▸ **DATA FOR THIS TASK**

----------------------------------------

Issue #368, opened 2021-01-30
Packed ASCII Support


StephanSchmidt:
Make .ASC support packed ASCII where characters are encoded into 6bits. 

This saves 25% of storage - with the downside of only uppercase characters.

Before printing a string one would need to decode this to 8bits.

vhelin:
Taking  lowercase letters away from ASCII -> doesn't really fit into 6 bits. Something else also has to go... Any links to specifications of this 6-bit version of ASCII? Is there a 6-bit ASCII standard in old games?

I found this: https://en.wikipedia.org/wiki/Six-bit_character_code - SixBit ASCII?

StephanSchmidt:
You are right, more has to go. And there are different encodings, e.g.

https://programmingpraxis.com/2014/05/06/packed-ascii/

which might be DEC SIXBIT from your link.

Kroc:
This is too specific for the assembler; compression should be done via a python script or the like and .INCluded. (There are literally infinite number of encoding schemes people might want). There's also the file-parsing macro that runs a macro for each byte in a file. 

What would be useful, in a generic sense, that you could use to achieve packed ASCII, is the ability to output less than 8-bits at a time (e.g. `.BITS ...`?)

StephanSchmidt:
It's much more difficult to include a packed string file than packed ASCII in the source file with address labels for each string.

But yes if this is not included I'd used some python script to generate the packed ASCII and generate an include file with the labels.

vhelin:
WLA already contains some directives that make life easier so adding one more should be ok, as long as it's really useful. :)

.BITSMAP 4 "0123456789" ; takes the number of bits the mapping uses and a mappings array?
.BITS "668275" ; maps the string using the .BITSMAP into 4 bits per character?

Quite doable, if this is ok and usable?

StephanSchmidt:
Something that way would be nice, indeed.

I currently read about how Infocom did text storage for their text adventures.

They use something they have called ZSCCI which encodes lower case characters with 5 bits, and upper case characters with more bits, and punctuation with even more.

This can lead to up to a 50% reduction in memory usage for texts (but is more complicated to encode/decode), though the open source Z-machine virtual machines should have code.

https://www.inform-fiction.org/zmachine/standards/z1point0/sect03.html

vhelin:
[...]

PR #399, opened 2021-03-22
Add historical makefile generator

lhsazevedo:
*This PR is a replacement to #394. The generated makefiles do not rely on make extensions and flavors.*

If accepted, this pull request will add an makefile generator python script, and update the makefiles with the generated ones.
For now, only MS-DOS makefiles can be generated but we can add other templates afterwards.

The ideia here is to keep track of the dependencies only on the generator, instead of maintaining each an every historical makefile.

Notable makefile changes:
- `-m` flag (removed from gcc) in favor of `-mtune`.
- `NDEBUG` define added so we have release builds as default.
- Objects now have accurate prerequisites

Additionally, `printf.c` was updated to allow MS-DOS builds.

I was able to *successfully* build WLA 6502, 6510, 6800, 6801, 6809, 8008, 8080, gb and z80.
As before, 65816, 65c02, 65ce02, huc6280, spc700 were not built. I suspect that the target name length plays a role here as all of them result in a .exe that does not comply with the DOS 8dot3 filename limit. Further analysis is needed.

### DIFF
--- a/.gitattributes
+++ b/.gitattributes
@@ -6,6 +6,7 @@
 *.md    text
 *.sh    text eol=lf
 *.bat   text eol=crlf
+makefile.msdos.*    text eol=crlf
 
 # bat-files usually works with LF, but Windows users might have a better
 # editing time with notepad and CRLF, because nodepad is dumb with LF
--- a/historical/makefile_generator/gen.py
+++ b/historical/makefile_generator/gen.py
@@ -25,6 +25,13 @@ cpus = [
     {'name': 'z80', 'define': 'Z80'}
 ]
 
+warning = [
+    '###################################################',
+    '# WARNING: This file was automatically generated. #',
+    '###################################################',
+    '',
+]
+
 # First we instantiate a new Template for each platform.
 # For now, only MS-DOS is being generated.
 msdos_stub = open('makefile.msdos.template')
@@ -182,5 +189,5 @@ for cpu in cpus:
         os.mkdir(output_folder)
 
     f = open(output_folder + '/makefile.msdos.' + cpu['name'], "w")
-    f.write(msdos_out)
+    f.write('\r\n'.join(warning) + msdos_out)
     f.close()
--- a/historical/makefile_generator/gen.py
+++ b/historical/makefile_generator/gen.py
@@ -27,7 +27,7 @@ cpus = [
 
 # First we instantiate a new Template for each platform.
 # For now, only MS-DOS is being generated.
-msdos_stub = open('msdos.template')
+msdos_stub = open('makefile.msdos.template')
 msdos_stub_contents = msdos_stub.read()
 msdos_stub.close()
 msdos_template = MyTemplate(msdos_stub_contents)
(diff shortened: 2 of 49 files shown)


cr1901:
I'm happy w/ this/will accept :). It's a good start for getting rid of the `historical` directory eventually :D!

vhelin:
I love the idea! I'll look into this later this week with better time, currently working on .BITS (define 1-32 bits) support, to fix GitHub issue 368: https://github.com/vhelin/wla-dx/issues/368

lhsazevedo:
Thanks!

I took a closer look on the failed builds they built just fine, it's the move command on msdos.bat that was failing because of the long file name. Everything OK on the WLA side.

----------------------------------------

▸ **WHAT TO DO**
Could you transcribe the entries above word for word, from the line with "For now, only MS-DOS makefiles" down to the line with "allow MS-DOS builds.", keeping both?

▸ **EXERCISE ANSWER**
For now, only MS-DOS makefiles can be generated but we can add other templates afterwards.

The ideia here is to keep track of the dependencies only on the generator, instead of maintaining each an every historical makefile.

Notable makefile changes:
- `-m` flag (removed from gcc) in favor of `-mtune`.
- `NDEBUG` define added so we have release builds as default.
- Objects now have accurate prerequisites

Additionally, `printf.c` was updated to allow MS-DOS builds.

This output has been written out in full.